(Stored data entries)
PR #634, opened 2018-12-06
Update primeCheck.py to process all integers

SandersLin:
According to wiki page A prime number (or a prime) is a **natural number greater than 1** that cannot be formed by multiplying two smaller natural numbers. The original algorithm was clever! And I thought it would be a good idea to allow it to handle all integers.


cclauss:
This file a

PR #635, opened 2018-12-06
update modularExponential() to be more readable

SandersLin:
I believe this makes the original algorithm `modularExponential() ` more readable. Maybe I should write another function instead of altering someone else's code?  Let me know how to go about this.


AnshulMalik:
Hey, this simplifies the code very much but results in increased runtime. The previous version of function runs in `O(log(power))` and the simplified one `O(power)`

PR #646, opened 2018-12-06
Create prime_generator.py

SandersLin:
prime generator was handy in several project Euler problems. Please suggest where to merge this function if it is not suitable as a stand alone file.

### DIFF
--- a/maths/prime_generator.py
+++ b/maths/prime_generator.py
@@ -1,0 +1,8 @@
+from PrimeCheck import primeCheck
+
+def prime_generator():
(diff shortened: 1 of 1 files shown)


SandersLin:
Hi @harshildarji , thank you for taking the time to review my code! including`  prime_generator` in Project Euler folder is a great idea. Maybe we could create a `utils.py` containing commonly used function?

harshildarji:
That's a nice idea. Such PRs are always welcomed!

PR #650, opened 2018-12-07
Implementation of Newton-Raphson method

P-Shreyas-Shetty:
Implemented Newton-Raphson method using pure python. Third party library is used only for visualizing error variation with each iteration.

### DIFF
--- a/maths/newton_raphson.py
+++ b/maths/newton_raphson.py
@@ -1,0 +1,50 @@
+'''
+    Author: P Shreyas Shetty
+    Implementation of Newton-Raphson method for solving equations of kind
+    f(x) = 0. It is an iterative method where solution is found by the expression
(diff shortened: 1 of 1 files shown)


P-Shreyas-Shetty:
Implemented Newton-Raphson method for solving equations of type f(x)=0

maths/newton_raphson.py
```diff
@@ -0,0 +1,50 @@
...
+     Calculates derivative at point a for function f using finite difference
+     method
+    '''
+    return (f(a+h)-f(a-h))/(2*h)
+
+def newton_raphson(f, x0=0, maxiter=100, step=0.0001, maxerror=1e-6,logsteps=False):
+    
+    a = x0 #set the initial guess
+    steps = [a]
+    error = abs(f(a))
```
jpg-130: here

PR #661, opened 2018-12-16
Support Vector Machine module added

manos1996:
Both Linear and Non-Linear versions of Support Vector Machines are included


manos1996:
For any questions, proposals comment below. Happy to contribute :)

PR #672, opened 2018-12-27
Addition of Secant Method

dimgrichr:
Implementation of Secant method, a well known algorithm in Arithmetic Analysis.


dimgrichr:
Any thoughts on my code?

PR #675, opened 2018-12-28
Add median filter algorithm

matheustguimaraes:
Create digital image processing folder, and add median filter algorithm in filters folder.
Other filters will be added later.


Anak0nda1:
Thanks.

cclauss:
@Anak0nda1 would you be willing to add some Python type hints on function parameters and return value on https://github.com/TheAlgorithms/Python/blob/master/digital_image_processing/filters/median_filter.py#L8 ?

PR #676, opened 2018-12-29
manacher's algorithm to find palindromic string

God-Hand:
manacher's algorithm to find palindromic string in linear time complexity


God-Hand:
manacher's algorithm for finding palindromic string in a string in linear time complexity.

PR #678, opened 2019-01-02
program to calculate modular multiplicative inverse

God-Hand:
fermat's little theorem to calculate modular multiplicative inverse. such that, a*MMI(a, m) = 1


God-Hand:
modular multiplicative inverse program

PR #688, opened 2019-01-31
Update factorial_python.py

solberg-eric:
- Add try/except to catch "ValueError: invalid literal for int() with base 10: '(user input)'" exception.

### DIFF
--- a/factorial_python.py
+++ b/factorial_python.py
@@ -3,17 +3,21 @@
 # change the value for a different result
 num = 10
 
-# uncomment to take input from the user
-#num = int(input("Enter a number: "))
+# uncomment lines 7, 8, 22, and 23 to take input from the user
+#try:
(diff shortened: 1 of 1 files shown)


factorial_python.py
```diff
@@ -1,19 +1,22 @@
...
-else:
-   for i in range(1,num + 1):
-       factorial = factorial*i
-   print("The factorial of",num,"is",factorial)
+   # check if the number is negative, positive or zero
+   if num < 0:
+      print("Sorry, factorial does not exist for negative numbers")
+   elif num == 0:
+      print("The factorial of 0 is 1")
+   elif type(num) !=
```
poyea: I believe you've made a mistake here. Can you modify that and resubmit it again?

christianbender:
@poyea I marked this pull request as ***on hold***. Therefore we have a better overview

PR #692, opened 2019-02-09
Made function docs slightly clearer and conformant to Python REPL

arnavb:
Also, would you like for me to simplify the return to `return -num if num < 0 else num`? Seems just as clear to me.


cclauss:
Already fixed.

PR #699, opened 2019-02-12
Adding function for actual level order traversal

crackCodeLogn:


crackCodeLogn:
:P Yeah, it's printing level order traversal in a tree form, but then going for an actual tree form would be overkill. Also, this kinda iteration can be used for two more things:
a. Finding the depth of the tree
b. Connecting nodes at same level

PR #1071, opened 2019-07-25
added automated doctest to decimal_to_hexadecimal.py in conversions

jasper256:


cclauss:
Please add tests for a negative number (-256) a floating point number (16.16) and a hex number (0xfffff).  Thanks.

jasper256:
Will do @cclauss. I might add an assert statement to weed out floats that don't equal an integer.  I'll try to get it done tomorrow if I have time

cclauss:
I would be OK with a test that fails...
```
>>> decimal_to_hexadecimal(16.16)  # doctest: +ELLIPSIS
        ...
        KeyError: ...
```

Also to consider...

The line [__decimal, remainder = divmod(decimal, 16)__](https://docs.python.org/3/library/functions.html#divmod) would allow you to eliminate three other lines in this script.

jasper256:
@cclauss thank you for your suggestions.  I believe that I may have seen divmod before but I honestly forgot it existed.  Anyway, I think you will also find that with more extensive test cases and comments on said cases the exact capabilities of the program are more clear now.

cclauss:
My sense is that the output could be clearer a __0xffff__ ranther than just __ffff__.  Your thoughts?

conversions/decimal_to_hexadecimal.py
```diff
@@ -21,23 +21,60 @@
 }
 
 def decimal_to_hexadecimal(decimal):
-    """ take decimal value, return hexadecimal representation as str """
+    """
+        take integer decimal value, return hexadecimal representation as str 
+        >>> decimal_to_hexadecimal(5)
+        '5'
```
cclauss: I believe that you can drop the quotes if you want.

conversions/decimal_to_hexadecimal.py
```diff
@@ -21,23 +21,60 @@
...
+        >>> decimal_to_hexadecimal(999098)
+        'f3eba'
+        >>> # negatives work too
+        >>> decimal_to_hexadecimal(-256)
+        '-100'
+        >>> # floats are acceptable if equivalent to an int
+        >>> decimal_to_hexadecimal(17.0)
+        '11'
+        >>> # other floats will error
+        >>> decimal_to_hexadecimal(16.16)
```
cclauss: Let's simplify to:
```python
 >>> decimal_to_hexadecimal(16.16)  # doctest: +ELLIPSIS
...
AssertionError
```

conversions/decimal_to_hexadecimal.py
jasper256: When I drop the quotes, the doctest errors.  This is my first time using doctest so I do not know if there is a workaround.

conversions/decimal_to_hexadecimal.py
jasper256: Got it.

jasper256:
> My sense is that the output could be clearer as **0xffff** ranther than just **ffff**. Your thoughts?

As a novice programmer I trust your thoughts. I had never seen this notation before, but I looked it up and it seems commonly accepted so I added it.

conversions/decimal_to_hexadecimal.py
```diff
@@ -22,44 +22,34 @@
...
         >>> decimal_to_hexadecimal(4096)
-        '1000'
+        '0x1000'
         >>> decimal_to_hexadecimal(999098)
-        'f3eba'
+        '0xf3eba'
         >>> # negatives work too
         >>> decimal_to_hexadecimal(-256)
-        '-100'
+        '0x-100'
```
cclauss: Please add a test:
```
>>> decimal_to_hexadecimal(-256) == hex(-256)
True
```

jasper256: Done.  This also made me realize that I was supposed to put '-' before '0x', which I fixed

jasper256:
The pleasure was all mine.  Every time you suggested a feature, I had to look it up and learn how to implement it, which is helping me improve as a programmer.  This was my first time contributing to an open source project, and I look forward to working on more in the future!

cclauss:
Awesome!  Working on open source can be very rewarding when done with an attitude of continuous learning and collaboration.  You are off to a nice start here.  Adding support for floats is still possible...https://docs.python.org/3/library/stdtypes.html#float.hex  ;-)

PR #1073, opened 2019-07-25
Enable pytest to run on machine_learning/perceptron.py 

cclauss:
Indent global code under `if __name__ == '__main__':` so __pytest__ does not get hung up on this file.


AnshulMalik:
Travis is failing for some weird reason.

PR #1076, opened 2019-07-26
Rewrite build_directory_md.py

cclauss:
Rewrite __scripts/build_directory_md.py__ for ease of maintenance.

### DIFF
--- a/.travis.yml
+++ b/.travis.yml
@@ -19,5 +19,5 @@ script:
       --ignore=machine_learning/random_forest_classification/random_forest_classification.py
       --ignore=machine_learning/random_forest_regression/random_forest_regression.py
 after_success:
-  - python scripts/build_directory_md.py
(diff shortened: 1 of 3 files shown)


.travis.yml
```diff
@@ -19,5 +19,5 @@ script:
       --ignore=machine_learning/random_forest_classification/random_forest_classification.py
       --ignore=machine_learning/random_forest_regression/random_forest_regression.py
 after_success:
-  - python scripts/build_directory_md.py
+  - scripts/build_directory_md.py > DIRECTORY.md
```
poyea: Does this line mean travis will write to Directory on successful builds?

cclauss: Yes but... It is only writing in its local directory.  This does not commit those changes back into the repo.  I could investigate how to do the latter on __branch==master__ if that would be of interest.

PR #1080, opened 2019-07-26
Add if __name__ == '__main__': to machine_learning/perceptron.py

cclauss:
A second attempt to achieve #1073 which got into a bad git state.

Also run [__psf/black__](https://github.com/psf/black) on the code.


cclauss:
Fixed elsewhere.

PR #1084, opened 2019-07-27
Update decimal_to_binary.py

Corruption13:
Added the ability to convert fractional numbers and floats to binary

### DIFF
--- a/conversions/decimal_to_binary.py
+++ b/conversions/decimal_to_binary.py
@@ -1,25 +1,43 @@
-"""Convert a Decimal Number to a Binary Number."""
+"""Convert ANY Decimal Number to a Binary Number."""
 
+def dtbconverter(num):
+    """ Function inputs a float value and returns a list as output """
+    decimal_accuracy = 7
 
-def decimal_to_binary(num):
-    """Convert a Decimal Number to a Binary Number."""
-    binary = []
-    while num > 0:
-        binary.insert(0, num % 2)
-        num >>= 1
-    return "".join(str(e) for e in binary)
+    # The part before decimal point in List<string> format
+    whole = []
+    # The part after decimal point in List<string> format
+    fractional = ['.']
 
+    # Extract fractional number part of decimal
+    mantissa = round(num % 1, decimal_accuracy)
+    # Extract whole number part of decimal.
+    w_num = int(num)
 
-def main():
-    """Print binary equivelents of decimal numbers."""
-    print("\n2 in binary is:")
-    print(decimal_to_binary(2))  # = 10
-    print("\n7 in binary is:")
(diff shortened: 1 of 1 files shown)


cclauss:
Please add som doctests for our automated testing.

conversions/decimal_to_binary.py
```diff
@@ -1,25 +1,43 @@
-"""Convert a Decimal Number to a Binary Number."""
+"""Convert ANY Decimal Number to a Binary Number."""
 
+def dtbconverter(num):
+    """ Function inputs a float value and returns a list as output """
+    decimal_accuracy = 7
```
cclauss: Please consider changing this to __def decimal_to_binary(num: float, decimal_accuracy: int = 7) -> float:__  The current function name is more descriptive, the type hints will help callers and mypy and allowing callers to mess with __decimal_accuracy__ has more value than hardcoding it.

Also, please consider adding some __doctests__ with  ints, floats, zero, negative numbers, and for error checking, an empty list and a string.

conversions/decimal_to_binary.py
```diff
@@ -1,25 +1,43 @@
...
+        i = i + 1
+
+    # Loop to find binary of whole number part.
+    while w_num != 0:
+        whole.append(w_num % 2)
+        w_num = w_num // 2
+    whole.reverse()
+
+    binary = whole + fractional
+    return "".join(binary)
```
cclauss: Callers will appreciate if we return a float, not a string.  __return float(whole + fractional)__

conversions/decimal_to_binary.py
```diff
@@ -1,25 +1,43 @@
...
-    print(decimal_to_binary(7))  # = 111
-    print("\n35 in binary is:")
-    print(decimal_to_binary(35))  # = 100011
-    print("\n")
+    i = 0     # Counter
+
+    # Loop to find binary of mantissa part
+    while i < decimal_accuracy:
+        mantissa = mantissa * 2
+        mantissa = int(mantissa // 1)
```
cclauss: // is integer division so the __int()__ is redundant.

conversions/decimal_to_binary.py
```diff
@@ -1,25 +1,43 @@
...
+        fractional.append(str(mantissa))
+        # Extacting mantissa
+        mantissa = round(mantissa % 1, decimal_accuracy)
+        if mantissa == 0:
+            break  # Removes trailing zeros.
+        i = i + 1
```
cclauss: i += 1

cclauss:
Works as designed.  The current functionality mirrors the Python builtin [__bin()__](https://docs.python.org/3/library/functions.html#bin) which also does not accept floating point values.

PR #1089, opened 2019-07-31
project_euler/problem_10

itsvinayak:
edit new solution using sieve-of-eratosthenes to solve problem 10 of project Euler

### DIFF
--- a/project_euler/problem_10/sol3.py
+++ b/project_euler/problem_10/sol3.py
@@ -1,20 +1,64 @@
-#https://projecteuler.net/problem=10
-#using Sieve_of_Eratosthenes
+"""
+https://projecteuler.net/problem=10
+
+Problem Statement:
+The sum of the primes below 10 is 2 + 3 + 5 + 7 = 17.
+
+Find the sum of all the primes below two million.
+
+using Sieve_of_Eratosthenes : 
+
+The sieve of Eratosthenes is one of the most efficient ways to find all primes smaller than n when n is smaller than 10 million
+"""
+
+try:
+    raw_input  # Python 2
+except NameError:
+    raw_input = input  # Python 3
+
+try:
+    xrange  # Python 2
+except NameError:
+    xrange = range  # Python 3
+
 
 def prime_sum(n):
-    l=[0 for i in range(n+1)]
+    """Returns the sum of all the primes below n.
+    
 
-    l[0]=1
-    l[1]=1
-    for i in range(2,int(n**0.5)+1):
-        if l[i]==0:
-            for j in range(i * i, n+1, i):
-                    l[j]=1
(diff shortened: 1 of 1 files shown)


project_euler/problem_10/sol3.py
```diff
@@ -1,20 +1,64 @@
...
+
+try:
+    raw_input  # Python 2
+except NameError:
+    raw_input = input  # Python 3
+
+try:
+    xrange  # Python 2
+except NameError:
+    xrange = range  # Python 3
```
cclauss: Sorry to be a pain but...  Let's simplify and just use __input()__ and __range()__ because this repo no longer supports legacy Python.

project_euler/problem_10/sol3.py
```diff
@@ -1,20 +1,64 @@
...
-    print(s)
+    return(s)
 
 if __name__ == '__main__':
-    prime_sum(2000000)
+    
+    #import doctest
+    #doctest.testmod()
+    
+    print(prime_sum(int(raw_input())))
```
cclauss: __print(prime_sum(int(input().strip())))__ will ensure that your code will gracefully deal with leading and/or trailing whitespace in user input.

project_euler/problem_10/sol3.py
```diff
@@ -1,20 +1,64 @@
...
+        >>> prime_sum(5000)
+        1548136
+        >>> prime_sum(10000)
+        5736396
+        >>> prime_sum(7)
+        10
+
+    """
+    
+    list = [0 for i in xrange(n+1)]
```
cclauss: __list__ should not be used as a variable name in Python because there is __list__ is a _builtin_ that we should avoid _shadowing_.  https://docs.python.org/3/library/functions.html

project_euler/problem_10/sol3.py
```diff
@@ -1,20 +1,64 @@
...
+        >>> prime_sum(2000000)
+        142913828922
+        >>> prime_sum(1000)
+        76127
+        >>> prime_sum(5000)
+        1548136
+        >>> prime_sum(10000)
+        5736396
+        >>> prime_sum(7)
+        10
```
cclauss: Tests for negative number, floating point number, string?  This will ensure that your code is robust and predictable.

itsvinayak: it's not for a negative number, floating-point number, string. it only works for positive numbers,
it a question base problem if anyone uses it, should only enter positive numbers.

thank you,

cclauss:
Thanks for the contribution...

An optimization was possible around:
```python
    s = 0
    for i in range(n):
        if list_[i] == 0:
            s += i
    return s
# could be rewritten as
    return sum(i for i in range(n) if list_[i] == 0) 
```

PR #1092, opened 2019-08-02
improve image convolve algorithm and add hog feature

lighttxu:
Implementation of image convolve is improved to support non-square filter.
And I have added hog feature extraction


cclauss:
Thanks for these modifications.  Would you be willing to add some type hints, doctests, or other pytests?

cclauss:
Sorry...  I meant real Python type hints: https://docs.python.org/3/library/typing.html
https://mypy.readthedocs.io/en/latest/cheat_sheet_py3.html
https://realpython.com/python-type-checking/

lighttxu:
Hmm... got it.  I will fix them later.  
Thanks for the advice.

PR #1094, opened 2019-08-02
Fixed SyntaxError in matrix_operation.py (#1024)

AnomNomidas:


cclauss:
I do not see the syntax error in the current code...
```
>>> shape = "abcd"
>>> (f"operands could not be broadcast together with shape "
>>>  f"({shape[0]}, {shape[1]}), ({shape[2]}, {shape[3]})")
'operands could not be broadcast together with shape (a, b), (c, d)'
```

littlechrome:
I think it is false positive caused by the use of f-string.
I tried running currect code in python 3.6 and no problem occurred
https://discuss.lgtm.com/t/python-false-positive-for-f-strings/1874

PR #1101, opened 2019-08-06
print() is a function just like every other function

cclauss:
No space between __print__ and __(__.


harshildarji:
@cclauss Although I have reviewed this, don't merge it before #1102 otherwise it may create conflicts for the file [quadratic_equations_complex_numbers.py](https://github.com/TheAlgorithms/Python/blob/c5f04044252bd742f0ca46d044467f48764f9cda/maths/quadratic_equations_complex_numbers.py).

PR #1111, opened 2019-08-07
Digital image processing doctests

mrvnmchm:
Added pytests to digital_image_processing. Also, potential typo found in `digital_image_processing/filters/median_filter.py line 18`

Found typo during testing.
image

Error resolved after fix
image

PR #1117, opened 2019-08-08
Add digital image processing tests

mrvnmchm:
All previous corrections from #1111 kept


cclauss:
@mrvnmchm There is at least one of these tests that really slows down our Travis CI tests.  It seems to talk several seconds.  Would you be willing to investigate to see which test is slowing us down and if there is a way to accelerate it?

cclauss:
[Last release date was 2011](https://pypi.org/project/OL-GeoIP/1.2.4/#history)

PR #1463, opened 2019-10-25
Update linear_search.py

percy07:
linear search updated.

### DIFF
--- a/searches/linear_search.py
+++ b/searches/linear_search.py
@@ -31,10 +31,12 @@ def linear_search(sequence, target):
     >>> linear_search([0, 5, 7, 10, 15], 6)
 
     """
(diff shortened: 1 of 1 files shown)


searches/linear_search.py
```diff
@@ -31,12 +31,14 @@ def linear_search(sequence, target):
     >>> linear_search([0, 5, 7, 10, 15], 6)
 
     """
-    for index, item in enumerate(sequence):
-        if item == target:
-            return index
+    
+    for i in range(len(sequence)):
+        if sequence(i) ==target:
```
chttrjeankr: if sequence[i] == target:

cclauss:
https://docs.python.org/3/library/functions.html#enumerate

PR #1464, opened 2019-10-25
circular linkedlist program

Dhyani01:
circular linked list program is added !

### DIFF
--- a/data_structures/linked_list/circular_linked_list.py
+++ b/data_structures/linked_list/circular_linked_list.py
@@ -1,0 +1,93 @@
+class Node:
+    def __init__(self, data):
+        self.data = data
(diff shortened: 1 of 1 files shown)


data_structures/linked_list/circular_linked_list.py
```diff
@@ -0,0 +1,93 @@
...
+
+    # This function is only for empty list
+    def addToEmpty(self, data):
+
+        if (self.last != None):
+            return self.last
+
+        # Creating the newnode temp
+        temp = Node(data)
+        self.last = temp
```
cclauss: Why create a temporary variable that we never use again?

onlinejudge95:
Do we need this

Issue #1368, opened 2019-10-15
decimal_to_octal return


afeiguo:
the return code is wrong for big number, e.g.:

`print("{0:g}".format(float(1000000001.0)))`

the return is **1e+09**, not **'1000000001'**

afeiguo:
> the return code is wrong for big number, e.g.:
> 
> print("{0:g}".format(float(1000000001.0)))
> 
> the return is 1e+09, not '1000000001'

coding should change:   return "{0:g}".format(float(octal))           =>
                return  str(int(octal))

blaxii:
You know you could justt do 
`def decimal_to_octal(num):
    """Convert a Decimal Number to an Octal Number."""
    calcul = ""
    while num > 0:
        reste = num % 8
        num = num // 8
        calcul = str(reste) + calcul
    return int(calcul)`

blaxii:
If you want you can do:

> def decimal_to_octal(num):

    """Convert a Decimal Number to an Octal Number."""
    calcul = ""
    while num > 0:
        rest = num % 8
        num = num // 8
        calcul = str(rest) + calcul
    return int(calcul)

As I see your code is too complex for the program you want to do.

cclauss:
num, rest = divmod(num, 8)

onlinejudge95:
The issue has been fixed here https://github.com/TheAlgorithms/Python/pull/1482. Hence closing the issue.

PR #1482, opened 2019-10-28
Fixed issue #1368

Jawpral:
The return value for large numbers is now not in scientific notation.

### DIFF
--- a/conversions/decimal_to_octal.py
+++ b/conversions/decimal_to_octal.py
@@ -6,8 +6,14 @@ import math
 # https://github.com/TheAlgorithms/Javascript/blob/master/Conversions/DecimalToOctal.js
 
 
-def decimal_to_octal(num):
-    """Convert a Decimal Number to an Octal Number."""
+def decimal_to_octal(num: int) -> str:
+    
+    """Convert a Decimal Number to an Octal Number.
+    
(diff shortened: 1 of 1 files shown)


conversions/decimal_to_octal.py
```diff
@@ -16,7 +16,7 @@ def decimal_to_octal(num):
         counter += 1
```
cclauss: Let’s add some doctests because this function is not quite right in a few ways...  Please change the top of the function to:
```python
def decimal_to_octal(num: int) -> str:

    """Convert a Decimal Number to an Octal Number.
    
    >>> for i in (0, 2, 8, 64, 65, 216, 255, 256, 512):
    ...     decimal_to_octal(i) == oct(i)
    True
    """
```
Then change line 19 to something like `return f"0o{int(octal)}"` and then do `python3 -m doctest -v conversions/decimal_to_octal.py` to make sure those tests pass.

Jawpral: The test case fails, but when I do it manually there is no error as such

Jawpral: I changed the code as suggested nevertheless

cclauss:
https://travis-ci.com/TheAlgorithms/Python/builds/133787349#L551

• _To do_:
What lines hold the string "smaller"? Pick them out of the data.

• _Task output_:
According to wiki page A prime number (or a prime) is a **natural number greater than 1** that cannot be formed by multiplying two smaller natural numbers. The original algorithm was clever! And I thought it would be a good idea to allow it to handle all integers.
+The sieve of Eratosthenes is one of the most efficient ways to find all primes smaller than n when n is smaller than 10 million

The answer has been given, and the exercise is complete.